12. The main argument advanced by the learned counsel for the petitioners is that none of the panchayats now proposed to be converted as part of municipal corporation of Kannur and Kollam are notified as required under Article 243Q of the Constitution of India and under Section 4 of the Municipality Act as urban or larger urban area as those expressions are defined under the Constitution of India. According to them, there is no provision empowering the Government of Kerala to convert rural area into a larger urban are without satisfying the norms regarding the population, income and urban activities etc.

13. As rightly pointed out by the learned Advocate General and Mr. K.K.Chandran Pillai, the learned Senior Counsel for the sixth respondent in W.P(C) No.14873 of 2015, the argument that rural area can be declared as only a transitional area in the first instance under Article 243Q is not the scheme envisaged in Article 243P of the Constitution of India. As per Article 243P, municipality includes.- 

(a) Nagar Panchayat for a transitional areas 

(b) A Municipality for a smaller urban areas 

(c) A Municipal Corporation for a larger urban area.

14. Therefore, a 'Municipality' takes all the aforesaid three instances. There is nothing in the Constitution of India or the Kerala Municipality Act, 1994 or any law for the time being in force which prevents the Governor from declaring a rural area to be a larger urban are directly. This question has since been finally settled by number of judicial interpretations.

15. My attention was invited to the decision of this Court in 

Sreekala v. State of Kerala [2010 (3) KLT 548] 

which covers all legal contentions taken by the petitioners. There, it was observed that there is no restriction under the Constitution of India to merge/unite a village panchayat to a municipal corporation. It was made clear that absence of the words 'municipal corporation' in Section 4(2)(e) will not effect the exercise of said power. That apart, the term 'municipal corporation' is not defined under the Act. Reference to Sections 2 (6), 2(9), 2(21) and 2(43) of the Municipality Act would show that the two words are used as synonyms and, therefore, there is no distinction between a municipality and a corporation in the matter of considering the issue raised in the above writ petition.

16. Section 4 of the Act provides for joining the area of a grama panchayat to form a municipal corporation. The decision of this Court in 

Saji Joseph v. State of Kerala [2010 (3) KLT 672] 

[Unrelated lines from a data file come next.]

PR #344, opened 2022-06-01
Issue 335

### LINKED ISSUE #335: How should Annex B (Functions Summary) be interpreted?
Some things are not made clear yet:

1. What do the 2D and 3D columns mean? Do they mean input or output, or both?
2. How can there be a 3D column when GeoSPARQL does not support 3D geometry?
3. It is not clear where the geometry subtypes are defined. Probably that is SFA-CA. Since the table is normative, does that mean SFA-CA is normative too? Does that mean that all geometry literals should be exclusively modelled on SFA-CA?

### LINKED ISSUE #337: Fix ref [GeoJSON] -> [GEOJSON] in Sec 8.8.3

nicholascar:
See the individual commits to understand how the points raised in #335 are addressed.

As rendered, the table now looks like this:
image

...and explanatory text is added to the Annex' Overview

Closes #335

Closes #337 -  a very small issue


jabhay (approved):
Looks good to me... Some merge conflicts I expected around the headings didn't appear. Just check that these merge well.

PR #350, opened 2022-06-02
Spec corrections and added crossreferences

situx:
Just going through the spec to add some crossreferences and further corrections


jabhay (approved):
Looks good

would also support this view.

17. Now the next question to be answered is whether the absence of the notification by the Governor as contemplated in the above provision would vitiate the impugned orders. Article 166 of the Constitution of India relied on by the petitioners can only be interpreted in favour of the notification issued by the Government. The Governor is not exercising its powers under Article 243(Q)(2) in his discretion, but he is acting on the advice of the council of Ministers only. Rules of business of Government under Article 166 governs the matter of advice. Under such circumstances, the Governor can act only on the advice of the Council of Ministers. Therefore, the notification published by the Government in the name of the Governor which is clear from Ext.P1 produced in W.P(C) No.14873 of 2015 is sufficient compliance with the requirement of the Articles and the Section.

18. The argument that there was no proper enquiry and consultation process will not stand because the files produced before this Court would indicate that there was a notification followed by calling of objections and consideration by the same. Therefore, on a consideration of the entire materials now placed on record, this Court is of the view that there is absolutely no scope for interference with the impugned action. 

In the result, the writ petitions fail and accordingly, they are dismissed.